The loss of a pregnancy, no matter how early or late it occurs, can be a devastating blow to the mother and father. This post is dedicated to all women and men who have lost their children to complications in pregnancy or birth, or even later in life.
You are not alone. Your pain is valid. Pregnancy loss may be a relatively common occurrence but that doesn’t make it any less painful. Acknowledging your pain is the first step to healing it.
When you get a positive pregnancy test, you assume a little human being will land in your arms at the end of nine months. Rarely do you imagine that something could go horribly wrong midway and that the baby won’t make it.
Our first child, baby angel Siri, left this planet even before she could take birth. I developed life-threatening pre-eclampsia during the latter part of pregnancy. This condition halted the growth of the baby and put my own life at risk too.
Thanks to advances in medicine and timely intervention, doctors managed to save my life. However, we had to let the baby go.
I grieved the loss of Siri for years. I experienced episodes of anger, blame, inadequacy, frustration, and helplessness.
On the physical level, I couldn’t understand (and still don’t) why a young and perfectly healthy woman like myself had to develop a random life-threatening condition. On the soul level though, I believe there was a higher reason for this incident.
To some extent, I am able to intuitively decipher the reason behind this seemingly unfortunate incident but I have not found all the pieces of the puzzle yet. It feels like there are way too many pieces and I am waiting for all of them to fit together and reveal the complete picture to me.
I trust I will find my answer one day when I am fully ready to know, understand and accept it.
It took me several years to come to some acceptance of Siri’s loss. By the Grace of the Divine, we are now blessed with two beautiful children and I love them with all my heart.
Along with my two incarnated angels, I will always love and honour Siri as one of our offspring. I didn’t get to hold her in my arms. But that doesn’t change the fact that she was our first baby.
When I give Siri her rightful place within the family, I find that my love for my other two children multiplies.
Siri may not be here in physical form but I often sense her presence on the energetic level. I cannot offer a logical explanation for this because energy doesn’t always work in logical ways. Many experiences in life have to be taken on trust. I prefer to enjoy such moments for what they offer, minus the analysis.
On this anniversary of her transitioning to the higher planes, I felt inspired to pen down a heartfelt note-
Dearest Baby Angel Siri,
The time we spent together was brief. I wish things had been different.
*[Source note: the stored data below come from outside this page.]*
PR #694, opened 2026-07-22
perf(engine): fast path key-value point reads

samuelstroschein:
## Summary

- recognize Atelier's exact parameterized observer shape: `SELECT value FROM lix_key_value WHERE key = $1`
- lower that shape directly to the live-state exact reader instead of constructing a DataFusion catalog and plan
- preserve active-branch-over-global visibility, tombstones, JSON/null conversion, missing rows, and branch validation
- conservatively retain the generic SQL path for aliases, literals, extra projections/predicates, joins, limits, and every other shape

This is crate-private and does not change the public API.

## Results

Five alternating-order process pairs, pinned to CPU 7, with 50 warmups and 1,000 measured iterations per case. The table reports the median of run-level p50/p95 latency. Baseline and candidate were built from the same engine tree at `35f7e1c691fb4108a7d20c392fe2c18fb2d6c676`; current `main` only adds CI/JS-build changes in #692.

| Backend / case | p50 before → after | p50 | p95 before → after | p95 |
| --- | ---: | ---: | ---: | ---: |
| RocksDB active row | 573,949 → 93,556 ns | **-83.7%** | 615,397 → 119,736 ns | **-80.5%** |
| RocksDB global fallback | 575,952 → 96,091 ns | **-83.3%** | 614,405 → 125,946 ns | **-79.5%** |
| RocksDB branch override | 576,623 → 98,816 ns | **-82.9%** | 615,647 → 124,845 ns | **-79.7%** |
| RocksDB global session | 515,409 → 41,849 ns | **-91.9%** | 553,070 → 58,609 ns | **-89.4%** |
| RocksDB missing key | 564,702 → 88,356 ns | **-84.4%** | 611,361 → 113,745 ns | **-81.4%** |
| SlateDB active row | 987,147 → 425,711 ns | **-56.9%** | 1,055,475 → 477,649 ns | **-54.7%** |
| SlateDB global fallback | 986,506 → 432,994 ns | **-56.1%** | 1,056,017 → 501,092 ns | **-52.5%** |
| SlateDB branch override | 1,006,173 → 458,742 ns | **-54.4%** | 1,086,854 → 612,141 ns | **-43.7%** |
| SlateDB global session | 738,209 → 213,431 ns | **-71.1%** | 787,041 → 260,821 ns | **-66.9%** |
| SlateDB missing key | 959,385 → 403,908 ns | **-57.9%** | 1,034,415 → 461,909 ns | **-55.3%** |

The deliberately non-matching aliased-query control stayed within noise: RocksDB +1.3% p50/+0.2% p95; SlateDB +0.8%/+3.0%. Deterministic storage traces show that matching reads replace one or two scans with correlated exact batches; control traces are unchanged.

Artifacts:

- identical harness SHA-256: `18967354b354a3f234479cad6dd50fc28e959bf95483992f0738f54ced935375`
- baseline binary SHA-256: `664cf9005bb3ce3b414be0671e36dd1f11b82e6ddc1f1165a7f0ac8af60c57cb`
- candidate binary SHA-256: `6a4164c54c0ebecc73f5f404d2c7963bdd937709b519336b1918a4cf3452de90`

The manual benchmark harness is intentionally excluded from this PR.

## Why this shape

This follows the same principle as DataFusion's exact filter pushdown and DuckDB's primary-key point probes: use a selective equality predicate to avoid scanning and generic relational machinery. It also maps naturally to SlateDB's native key-oriented read path.

- https://datafusion.apache.org/library-user-guide/custom-table-providers.html#filter-pushdown-doing-less-work
- https://duckdb.org/docs/lts/guides/performance/indexing
- https://slatedb.io/docs/design/reads/

The recognizer is intentionally narrow. Unsupported syntax falls back before any semantic work, keeping the optimized 90% path bounded and maintainable.

## Validation

- `cargo test -p lix_engine --lib`: 1,142 passed, 0 failed, 6 ignored
- focused classifier: 1 passed
- focused storage-backed SQL simulation modes: 2 passed
- `cargo clippy -p lix_engine --all-targets --all-features -- -D warnings`
- `git diff --check`
- independent static review: no actionable findings

### DIFF
--- a/.changenotes/fast-key-value-point-read.md
+++ b/.changenotes/fast-key-value-point-read.md
@@ -1,0 +1,7 @@
+---
+type: patch
+---
+
+Improved parameterized `lix_key_value` observer reads by resolving exact keys
+through the live-state point reader instead of constructing a DataFusion plan.
+Active-branch overrides and global fallback retain their existing behavior.
--- a/packages/engine/src/session/execute.rs
+++ b/packages/engine/src/session/execute.rs
@@ -485,6 +485,7 @@ where
 
         let acknowledge_file_views = is_acknowledgeable_file_data_read(&statement, params);
         let exact_lix_file_read = exact_lix_file_read(&statement, params);
+        let exact_lix_key_value_read = exact_lix_key_value_read(&statement, params);
         let has_durable_runtime_function = sql2::statement_has_durable_runtime_function(&statement);
         let runtime_write_access = if has_durable_runtime_function {
             let write_access = self.begin_session_write_access().await?;
@@ -520,6 +521,7 @@ where
                     params,
                     acknowledge_file_views,
                     exact_lix_file_read,
+                    exact_lix_key_value_read,
                     has_durable_runtime_function,
                 )
                 .await
@@ -977,6 +979,7 @@ where
         params: &[Value],
         acknowledge_file_views: bool,
         exact_lix_file_read: Option<(sql2::ExactLixFileReadSelector, sql2::ExactLixFileReadColumn)>,
+        exact_lix_key_value_read: Option<String>,
         has_durable_runtime_function: bool,
     ) -> Result<
         (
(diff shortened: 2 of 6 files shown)


samuelstroschein:
Closing after broader design review. This raw-AST shortcut would create a table-specific secondary planning path, and it is not universally SQL-equivalent: `x-lix-primary-key` alone is not the full storage identity because entity rows may be file-scoped, while this implementation hard-codes `file_id: None`. A future candidate must be generalized from DataFusion's bound logical plan and require a provider-confirmed complete identity (including file/branch scope) before direct execution; all other shapes must fall back.

PR #697, opened 2026-07-22
research: design an incremental Wasm file plugin API

samuelstroschein:
## Summary

This is PR1 of the incremental Wasm file-plugin work. It adds the research/RFC,
compileable API and WIT sketches, executable Wasm mechanism probes, controlled
AX evaluations, and reproducible RocksDB/SlateDB discovery baselines. It does
not change default file semantics.

The proposed author API keeps plugins in Wasm and has four lifecycle calls:

- `open_file`: raw bytes to a persistent private document plus initial groups
- `open_entities`: durable entities to a shared renderer plus complete bytes
- `file_changed`: byte splices to a successor document plus semantic groups
- `entities_changed`: resolved groups/activation hydration to a successor
  renderer plus byte patches

Generated IDs use one compact retry-stable namespace passed inline with a file
transition. The SDK derives one 32-character PK component locally, so a 200k-row
import makes zero allocator imports. Parentage and order remain entity fields,
which preserves unambiguous cross-parent moves. Existing UUID PKs are preserved
during migration.

## Evidence

The retained exact-`e1a57ec3` current-v1 run uses the real CSV Wasm plugin and
ordinary SQL blob writes over RocksDB `LocalFilesystem` and cached SlateDB:

- A one-row edit requested 226,318 / 226,283 keys respectively.
- Both lanes requested 220,092 change-payload keys and returned 220,089 values.
- RocksDB edit p50/p95 was 2,568/2,718 ms; SlateDB was 3,836/4,412 ms.
- Exact render p50/p95 was 855/960 ms and 4,080/4,374 ms.
- The classifier was corrected to use exact blocking leaves; retained profiles
  report both total and active views.

The isolated B2 mechanism is 264.9-1462.6x faster than its deliberately
optimistic v1 mechanism control, but that is a guest-side lower bound, not a
Lix write-speed claim. PR2 must demonstrate the end-to-end result.

Other tested hypotheses include persistence-only blobs, splice/patch documents,
host byte sources, copied checkpoints, host KV context, a packed transient ABI,
and WASI 0.3/P3 streams. The report records latency, boundary bytes, guest high-
water, storage/RSS limits, and rejected alternatives.

Controlled AX results were A=5 (91.6 mean), B=9 (90.3), C=4 (91.5), and D=4
(87.5), followed by a heterogeneous refined N=3 (86/85/82) and one final-
aligned score of 87. Post-evaluation correctness changes—activation hydration,
compact inline IDs, packet ordering, and generated-binding details—are clearly
marked as requiring a pre-freeze AX follow-up.

## Acceptance boundary

PR2 is stacked on this branch and owns the production CSV vertical slice. It
must eliminate the 220,092 requested / 220,089 returned payload materializations
on the warm path, run under the 64 MiB guest cap, and clear a preregistered
greater-than-20% p50 **and** p95 paired gate independently on RocksDB filesystem
and cached SlateDB. It must also preserve multiplayer/acknowledgement semantics,
legacy IDs, cold render equality, and actor failure behavior.

The SlateDB discovery lane uses a local object store with production cache
budgets; remote-object-store latency/miss/retry/tail validation remains a
separate Lixray production gate. SQLite was not used for performance evidence.
No generic packed-KV storage layer is proposed.

`origin/main` advanced to `4aac696c` after the immutable e1 capture. Its
`35f7e1c6` parent moves result scalar payloads and can affect blob-return/render
cost, so PR2 must rebuild both paired arms from the same then-current main base.

## Validation

- Candidate facade: 11/11 tests, rustfmt, Clippy with warnings denied
- AX harness: 6/6 tests; all result JSON is schema-valid
- WIT: parse, binary encode, validation, and round-trip parse
- Mechanism/ABI/P3 probes and retained profile bundles validated
- Changed-document links: no broken local links
- `git diff --check`

The full report is in
[`perf-results/plugin-api-v2/plugin-api-v2-research-2026-07-22.md`](perf-results/plugin-api-v2/plugin-api-v2-research-2026-07-22.md),
and the proposed contract is in
[`rfcs/003-incremental-wasm-file-plugins/index.md`](rfcs/003-incremental-wasm-file-plugins/index.md).


samuelstroschein:
Superseded by #728, which consolidates the canonical production plugin v2 API and retained benchmark-proven implementation. Closing this preceding experiment/stack to keep review focused on #728.

PR #699, opened 2026-07-23
feat(protocol): add branch-pinned remote sessions

samuelstroschein:
## What

- add validated branch-pinned Lix sessions and expose them through the canonical handshake
- add JS SDK server.branchId support with fail-closed scope verification
- keep workspace sessions unchanged for clients that intentionally switch the shared branch
- reject branch switching on pinned handles and close unregistered or malformed sessions safely
- add protocol/SDK regressions, documentation, a changenote, and a permanent Criterion benchmark

## Why

Workspace sessions resolve the shared workspace branch selector on every operation and can be moved by another client. Agent-style clients normally stay on one branch, so a server-owned immutable scope removes both the selector read and the switch race.

## Performance

Release Criterion benchmark, 2 KiB exact-file reads, 50 samples:

- workspace selector: 45.895 us p50, 52.955 us p95
- branch pinned: 32.900 us p50, 34.152 us p95
- improvement: 28.3% p50 and 35.5% p95; Criterion point estimate 29.7%

The existing workspace path remains the in-process control and is otherwise unchanged.

## Safety and review

Independent review found and this branch fixed three issues before publication: invalid branch opens no longer evict a valid LRU session, the client verifies both reported scope and active branch, and malformed handshakes best-effort delete an issued session without masking the original error. A clean re-review found no remaining actionable issue.

## Verification

- Rust SDK: 12 passed, 1 ignored
- server protocol: 35 passed, 1 ignored
- remote JS client/protocol: 46 passed
- focused all-target/all-feature Clippy with warnings denied
- Rust formatting, diff check, and changenote validation

PR #702, opened 2026-07-23
bench: guard pinned session read performance

samuelstroschein:
## What

- add a paired engine benchmark for exact 2 KiB file reads through a workspace-selector session and a branch-pinned session
- add an in-process protocol benchmark that handshakes through the default remote path, retains the session ID, and repeatedly reads the same file through Axum
- verify the expected blob before timing so an empty or stale result cannot appear fast

## Why

#700 already contains the optimization explored in #699: a default remote handshake resolves the current branch once and opens a pinned engine session. Subsequent requests reuse that handle, while an explicit branch switch replaces it. This PR records the attributable performance difference and guards the optimized default protocol path without reintroducing the public immutable-branch API from #699.

## Results

Criterion point estimates on the same host, pinned to one CPU, with 5 s warm-up, 20 s measurement, and 100 samples:

| Benchmark | Workspace selector | Branch pinned | Change |
| --- | ---: | ---: | ---: |
| Core exact-file read | 48.359 µs | 35.588 µs | **-26.4%** |

The identical in-process protocol harness was also run in three alternating pairs on pre-#700 `defa42a9` and #700/main `9c0f9ce6`:

| Run | Pre-#700 | #700/main |
| --- | ---: | ---: |
| 1 | 84.714 µs | 59.557 µs |
| 2 | 85.278 µs | 62.458 µs |
| 3 | 84.776 µs | 58.698 µs |
| Median | 84.776 µs | 59.557 µs |

That is **29.7% lower** at the median of the run-level point estimates. Each pair improves by more than 10%.

Scope: the protocol benchmark uses memory storage and `Router::oneshot`. It includes handshake-derived session routing, JSON/Axum handling, leasing, and response-body consumption, but excludes sockets, TLS, the JS client, production storage, and concurrent server throughput. These are Criterion estimates, not p50/p95 latency claims.

## Validation

- `cargo fmt --all --check`
- `git diff --check`
- `cargo clippy --profile test -p lix_sdk -p lix_server_protocol --all-targets --all-features -- -D warnings`
- `cargo test --profile test -p lix_sdk -p lix_server_protocol --all-features` (104 passed, 2 ignored)
- both benchmark targets compiled and executed successfully

No changenote: this is a repository benchmark-only change.

### DIFF
--- a/Cargo.lock
+++ b/Cargo.lock
@@ -3435,6 +3435,7 @@ version = "0.8.4"
 dependencies = [
  "async-stream",
  "axum",
+ "codspeed-criterion-compat",
  "flate2",
  "futures-core",
  "getrandom 0.3.4",
--- a/packages/rs-sdk/Cargo.toml
+++ b/packages/rs-sdk/Cargo.toml
@@ -79,3 +79,8 @@ name = "sqlite"
 path = "benches/sqlite.rs"
 harness = false
 required-features = ["sqlite"]
+
+[[bench]]
+name = "branch_session"
+path = "benches/branch_session.rs"
+harness = false
--- a/packages/rs-sdk/benches/branch_session.rs
+++ b/packages/rs-sdk/benches/branch_session.rs
@@ -1,0 +1,63 @@
+use std::hint::black_box;
+
+use criterion::{Criterion, Throughput, criterion_group, criterion_main};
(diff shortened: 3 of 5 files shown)


samuelstroschein:
Closing because #700 already contains the production pinned-session optimization, and this PR only adds benchmark coverage. The benchmark-only change is not needed for the current optimization work.

PR #333, opened 2023-06-08
refactor: avoid changing constraints during PreviewFileState load

Handfish:
File previews load pretty quickly. Adjusting constraints during loading state made the file sizes flicker on the right side of my screen due to the rapidly growing and shrinking center column. This change keeps the columns a consistent size when highlighting new items making the application a bit easier on the eyes.


kamiyaa (approved):
Looks good :+1:

PR #334, opened 2023-06-10
feat: Display total size of current directory

### LINKED ISSUE #229: Display total size of current directory
I would like to somehow display the total size of a directory's content (like joshuto does with files). 
Out of curiousity, is there a reason this isn't implemented directly into joshuto already? The same feature exists for files. The argument against it is probably the performance overhead (I imagine it would be terribly slow for deeply nested directories). Maybe this could be added as an option that can be toggled on or off with a keybinding (I could look into it). You're in a parent directory of directories you want to know the size of, toggle the option, see the size, and toggle back off when you want performance again.
If you don't want this implemented directly into joshuto: The command `du -sh "$DIRECTORY"` would easliy let me do that for a single directory. But is there a way to manually (through a keybinding) call this command on a line in joshuto and somehow display the output somewhere in joshuto?

krivahtoo:
Add the option to display lazily loaded directory sizes.

The displayed size is not accurate, to get the actual size of a directory one has to navigate recursively to all its child directories.

```toml
[display]
# ...
# Options include:
# - count (use the number of items in the directory)
# - size (use the total size of items in a directory)
size_mode = "count"
# ...
```

## Screenshot
2023-06-10-215616_714x444_scrot

closes #229


DLFW:
Hi!

When I have not visited all sub-dirs, does Joshuto show the wrong directory size?

If yes, is there some way to know which sub-dirs I have visited and which are not included in the total size yet?

krivahtoo:
> When I have not visited all sub-dirs, does Joshuto show the wrong directory size?

Yes. Without visiting sub-dirs, it will only calculate the total size of files in the directory.

> If yes, is there some way to know which sub-dirs I have visited and which are not included in the total size yet?

No.

Having such a feature would be great though I am not sure how it would be implemented without traversing the directory.

DLFW:
Hm, I just have a concern that this behavior breaks user-expectations, because people either check the sizes of files or a directory fully recursive (maybe except of other file-system mounted in the sub-tree and alike). I have never seen such a “partial dir-size” calculation, and I would certainly not expect this. @fritzrehde was also asking for a `du -hs` equivalent in #229, and that will always include the complete sub-tree. I'm not sure if this PR would suit his use-case.

Furthermore, users would not have a chance to see that their expectation is wrong unless they realize that “something with the size does not look right”.  That's a dangerous combination in terms of usability, and in this case even more as a directory size might be considered in decisions about deleting, coping, or moving files.

I also don't see a use-case for this “partial dir-size” where I have to remember what sub-dirs I have visited before, but maybe I'm missing something.

Sorry, I don't want to interfere in your MR, and I'm really a fan of all your Joshuto contributions, but I have some serious concerns about this one.

krivahtoo:
Okay, I see what you mean. Yeah, this will probably break user expectations.

Thanks for your feedback.

I think the solution would be to calculate but only show the size when all the files/dirs have been calculated and/or add a command to traverse the directory. This way the users would see the directory size only when it has been fully calculated.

I wish I could have held you and nurtured you.
Our separation seems to have been part of a higher plan. My mind doesn’t understand it but my soul knows there is more to this separation than just pain and misery. I trust that when the time is right, the ‘human me’ will manage to retrieve the answers to my burning questions from the ‘soul me.’
I choose to clear all subconscious and unconscious energy distortions behind this occurrence with the beautiful words of Ho’oponopono-
I am sorry
Please forgive me
I love you
I trust these words will transform all pain – hidden and otherwise – and bring healing to you, me, and all involved.
I will always love you from the bottom of my heart. I pray that you are free and happy, wherever you are.
And we will meet again, somewhere across time and space…
This time in the best of circumstances, in accordance with divine will and in perfect divine timing.